Bsp.1 Unprofessionelle Antwort vom Inhaber
Bsp.2 Unprofessionelle Antwort vom Inhaber

 

 

 

 

 

 

 

 

 

Solche Antworten auf Rezensionen wirken äußerst unprofessionell und erwecken bei zukünftigen Kund:innen keinen guten Eindruck.

Wie antworten Sie auf negatives Feedback, ohne den Ruf Ihres Unternehmens zu schädigen?

Beginnen Sie Ihre Antwort z.

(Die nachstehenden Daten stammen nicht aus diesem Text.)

PR #262, opened 2018-05-24
MH-12919, REST Docs Dependencies

lkiesow:
This patch removes the inclusion of a lot of unnecessary resources
originating from a time where this module did hold more than the REST
documentation. All of the few necessary resources are now included.

This patch also includes an update for the now unsupported version 1.x
of jQuery, updated to v3.3.1.

Finally, this separates JavaScript and CSS to make using some security
features like Content-Security-Policy headers possible.


modules/runtime-info-ui-ng/src/main/resources/ui/js/jquery/jquery.js
```diff
@@ -0,0 +1,2 @@
+/*! jQuery v3.3.1 | (c) JS Foundation and other contributors | jquery.org/license */
```
staubesv, line 1: Should be included in NOTICES, right?

staubesv (changes requested):
Hi @lkiesow Besides jQuery probably should be mentioned in NOTICES, the PR is fine. Can you add the missing lines to NOTICES?

lkiesow:
Makes sense. I fixed that.
I also fixed the runtime-info-ui package which had parts of the necessary resources included…

staubesv (approved):

PR #313, opened 2018-06-26
NOJIRA-live-schedule-fix-issue-in-documatation

uzk-rrzk:
The documentation for configuring a live schedule contains a wrong pattern for naming the live stream.
The slash for the flavor (i.e. presenter/delivery) is substituted in the module by  '-' not '_' .


lkiesow (approved):
Checked this in the code: The change makes sense → merging now

PR #315, opened 2018-06-27
MH-12970, Senseless XACML parsing

lkiesow:
The method `getAclFromInputStream(…)` should parse an XACML file from a
given input stream and return the ACL object. The current implementation
internally parses the input stream, catching possible exceptions and
packing the result in an `Option` only to unpack it again right
afterwards which throws an exception in case the exception had been
caught before. Then the result is packed in a `Tuple` with a statically
set `AclScope` which, of course, is immediately unpacked again with the
scope just being discarded.

Finally, the one usage of this would break if there was any problem with
the ACL instead of handling this gracefully, falling back to a strict
non-permissive access rule.

This patch replaces all this mess with a straightforward implementation
of parsing the ACL from the given XACML input stream.

*Work sponsored by SWITCH*

### DIFF
--- a/modules/asset-manager-impl/src/main/java/org/opencastproject/assetmanager/impl/AssetManagerWithSecurity.java
+++ b/modules/asset-manager-impl/src/main/java/org/opencastproject/assetmanager/impl/AssetManagerWithSecurity.java
@@ -53,12 +53,18 @@ import org.opencastproject.security.api.User;
 import com.entwinemedia.fn.Fn2;
 import com.entwinemedia.fn.data.Opt;
 
+import org.slf4j.Logger;
+import org.slf4j.LoggerFactory;
+
+import java.io.IOException;
 import java.io.InputStream;
 
 /**
  * Security layer.
  */
 public class AssetManagerWithSecurity extends AssetManagerDecorator {
+  private static final Logger logger = LoggerFactory.getLogger(AssetManagerWithSecurity.class);
+
   public static final String WRITE_ACTION = "write";
   public static final String READ_ACTION = "read";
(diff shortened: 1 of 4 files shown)


modules/asset-manager-impl/src/main/java/org/opencastproject/assetmanager/impl/AssetManagerWithSecurity.java
```diff
@@ -90,7 +91,12 @@ private boolean isAuthorizedByAcl(Version version, String mpId, String action) {
     Opt<Asset> secAsset = super.getAsset(version, mpId, "security-policy-episode");
     if (secAsset.isSome()) {
       InputStream in = secAsset.get().getInputStream();
-      final AccessControlList acl = authSvc.getAclFromInputStream(in).getA();
+      final AccessControlList acl;
+      try {
+        acl = authSvc.getAclFromInputStream(in);
+      } catch (IOException e) {
+        return false;
```
staubesv: Hmm... there seem to be several problems that could cause this exception:

- Access to "in" works but data is corrupt ("cannot be parsed")
- Access to "in" does not work, e.g. unauthorised access

Maybe handle those cases separately and log an error in case the data is corrupt?

EDIT: Oh, the IOException likely means that data is corrupt. But still: Shouldn't this be logged?

lkiesow: Logging makes sense. Done

lkiesow:
Fixed typo in log statement. Should now be ready to go.

PR #314, opened 2018-06-26
MH-12969, Ensure formatting of OSGI configuration

lkiesow:
This ensures a homogeneous style for all OSGI configuration files based
on the Intellij IDEA code formatter.

PR #317, opened 2018-06-28
MH-12969 Eclipse IDE import Opencast XML style preferences

karendolan:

B. mit folgenden Sätzen:

  • „Vielen Dank für Ihr Feedback und für die Meldung des Problems“
  • „Lieber [Name], vielen Dank für Ihr Feedback. Es tut uns leid, dass Ihre Erfahrungen mit uns nicht Ihren Erwartungen entsprochen haben. Dies war ein Ausnahmefall und wir werden unser Bestes tun, um Ihr Problem zu lösen“
  • „Es tut uns sehr leid, dass Ihre Erfahrung mit uns nicht Ihren Erwartungen entsprochen hat.“
  • „Vielen Dank für Ihr Feedback. Es tut uns leid zu hören, dass unser Produkt nicht die erwartete Qualität hatte. Wir würden uns freuen, wenn wir Ihr Feedback dazu weiter untersuchen könnten.“
  • „Ihr Feedback ist für uns sehr wichtig. Wir würden es begrüßen, wenn Sie sich mit unserem Kundendienst unter [Telefonnummer] in Verbindung setzen und uns Ihre Erfahrungen mit unserem Produkt schildern würden.“.

Wann können Sie eine Bewertung als inakzeptabel markieren?

Sollte ein negativer Kommentar nicht der Wahrheit entsprechen, können Sie ihn in manchen Fällen löschen lassen. Im Folgenden finden Sie einige Arten von Feedback, die nach den Google-Regeln als inakzeptabel gelten. Wenn Sie eine dieser Arten von Bewertungen in Ihrem Unternehmensprofil finden, können Sie diese als unangemessen markieren, damit diese dann von Google entfernt werden.

Das Feedback ist für diesen Standort nicht relevant

Google möchte sicherstellen, dass die Nutzer genaue Informationen über Ihr Unternehmen erhalten. Wenn Sie einen Kommentar sehen, der in keiner Weise für Ihr Unternehmen oder Ihre Kundenerfahrung relevant ist, bitten Sie den Helpdesk, ihn zu entfernen.

Verstöße gegen das Gesetz

Sie können Bewertungen löschen lassen, die Bilder von illegalen Produkten oder Dienstleistungen enthalten.

Unangemessene Inhalte

Google wird alle Inhalte entfernen, die als unangemessen oder beleidigend angesehen werden. Wenn Sie ein solches Feedback auf Ihrem Profil bemerken, kennzeichnen Sie es sofort, um das Image Ihres Unternehmens zu schützen.

Interessenkonflikt

Google bemüht sich um Objektivität, daher sollten Sie kein Feedback über Ihr eigenes Unternehmen abgeben. Außerdem können Sie kein Feedback auf dem Profil eines Mitbewerbers hinterlassen, da dies die Rangliste zu Ihren Gunsten manipulieren könnte.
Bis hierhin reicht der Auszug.